Run Universities Like Businesses

This article, “Giving College Administrators a Business Education” (The Wall Street Journal, 27 August 2015), by Bruce Benson, president of the University of Colorado, has received high praise. Let’s look more closely at his work to operate the university “more like businesses” and to better understand if his fiscal accomplishments are truly worthy of the praise he has received.

First, recognize that if you run a business like a business, you can easily get into a lot of trouble. Management decision-making is typically centered on short-term solutions to current problems (financial or other), often made with information that has been filtered by subordinates to conform with leader’s biases. Solutions tend to be unrelated to the root cause and are typically zero-sum (win-lose), which marginalizes the interests of key stakeholders who then become more concerned about self-preservation than about customers or the welfare of the organization. This helps one understand why the average life of a for-profit business is less than 20 years, while that of non-profits are significantly longer.

For many years I have taught a course that rigorously analyzes failures in leadership decision-making in all types of organizations: for profit, not-for-profit, government, etc. There are three recurring failure modes in each one of the more than three dozens of failures we have studied:

  • Leaders make penny wise, pound-foolish decisions, the result of illogical thinking and decision-making traps.
  • The existence of blocked information flows, which prevents leaders from understanding the true nature of problems and of opportunities.
  • Problem-solving is ad-hoc. They do not use structured problem-solving methods to identify actual root causes (as lower-level people are often required to do in businesses).

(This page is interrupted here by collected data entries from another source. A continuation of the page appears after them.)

PR #3888, opened 2024-10-22
Fix/a2 794 invalid column

topickering:
## Ticket Number

https://pins-ds.atlassian.net/browse/A2-794

## Description of change

Moves the 'INVALID' tag from 'Due In' to 'To Do' column

## Checklist

- [ ] New features have tests

## Important

### DIFF
--- a/packages/forms-web-app/src/views/manage-appeals/your-appeals.njk
+++ b/packages/forms-web-app/src/views/manage-appeals/your-appeals.njk
@@ -34,6 +34,7 @@
                   <td class="govuk-table__cell">{{item.address}}</td>
                   <td class="govuk-table__cell">{{item.appealType}}</td>
                   <td class="govuk-table__cell">
+										{# if appeal is new or invalid this column left blank #}
                     {% if item.isNewAppeal %}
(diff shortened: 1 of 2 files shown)


packages/forms-web-app/src/views/manage-appeals/your-appeals.njk
```diff
@@ -42,7 +42,6 @@
                   </td>
                   <td class="govuk-table__cell govuk-table__cell--numeric">
 										{% if item.displayInvalid %}
```
bryn-pins, line 44: should we remove this and shuffle the elif into the first if?

topickering: I had kept it there because we have a default 'else' at the end of the if block, which will display the dueInDays figure and we want this column to remain blank (otherwise it would show 'days').  Might be able to reword that final else block.

bryn-pins: ah ok, can we get some sort of comment to that effect then please

bryn-pins (approved):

Business is presumed by most leaders to be an economic activity when, in fact, it is a socio-economic activity. If universities are run like businesses, then management decisions will be based more on economic arguments and short-term perspective, increasing the likelihood of similar types of failures.

Mr. Benson’s solution to reduced state funding is simply line-item budget review with the chief financial officer and negotiation with suppliers by the head of purchasing. The focus is on the costs that one can easily see – numbers on a spreadsheet – not on the costs that one cannot see. Anybody can cut costs that they can see on a budget spreadsheet. This is nothing more than basic business acumen. Few leaders in business or in higher education know how to cut costs that they cannot see. This is advanced business acumen.

How do you cut costs, especially those costs that you cannot see, without doing harm to people? Kaizen is how you do it. Understood and practiced correctly, kaizen is non-zero-sum (win-win) and develops people’s capabilities for problem recognition, problem-solving, innovation, and enthusiasm for continuously improving processes. Reducing costs by improving academic and administrative processes is what “fiscally responsible” businesses do for current and future survival. Higher education institutions should do the same.

Benson’s argument that “we streamlined bureaucracy and let go of 148 administrative staff – a painful down-sizing for some, yes, but a right-sizing for the school that helped preserve many other jobs” is nonsense. The University of Colorado employs more than 16,000 people full-time; cutting 148 people (0.925 percent) is more likely a show of leadership exercising power at the expense of employees (both those laid off and the survivors) and instilling fear. Lean leaders would instead re-deploy these valuable human resources to other needed areas and to kaizen teams.

According to the article, leaders looking at budget spreadsheets over a seven year period saved some $35 million in annual recurring costs, excluding one-time gains from selling assets. This is in relation to annual cuts in state funding ranging from $45-83 million. Thus, the seven-year savings did not offset even one year of cuts in state funding in the eight years between the years 2008 to 2015. The total savings over seven years from looking at budget spreadsheets is less than one percent of the University of Colorado current budget of about $3.5 billion. Unimpressive, to say the least.

President Benson simply did the things he knew how to do – what any former business leader knows how to do – which resulted in meager cost savings. He did not do anything noteworthy, such as:

  • Improving processes to reduce costs, improve quality, and reduce lead-times (eliminate batch-and-queue information processing and create flow).
  • Improving the value proposition for students by improving academic and administrative processes.
  • Improving the quality and effectiveness of teaching.
  • Reducing the cost of tuition and the total cost of earning a degree.

This remains true even if my annual savings calculations are off. Instead, tuition has has increased every year since 2008, headcount has increased by 1000, and the number of overhead management and staff positions nearly equal the number teaching positions at the University of Colorado.

Does President Benson deserve praise for running a university more like a business? No.

From a business perspective, the University of Colorado’s leaders did things that garner great attention and praise from politicians and business leaders, but without actually changing much of anything financially. He has succeeded in maintaining the fiscal status quo; the institution remains more-or-less the same as it was when President Benson started in 2008 – with the exception of a self-congratulatory article in The Wall Street Journal.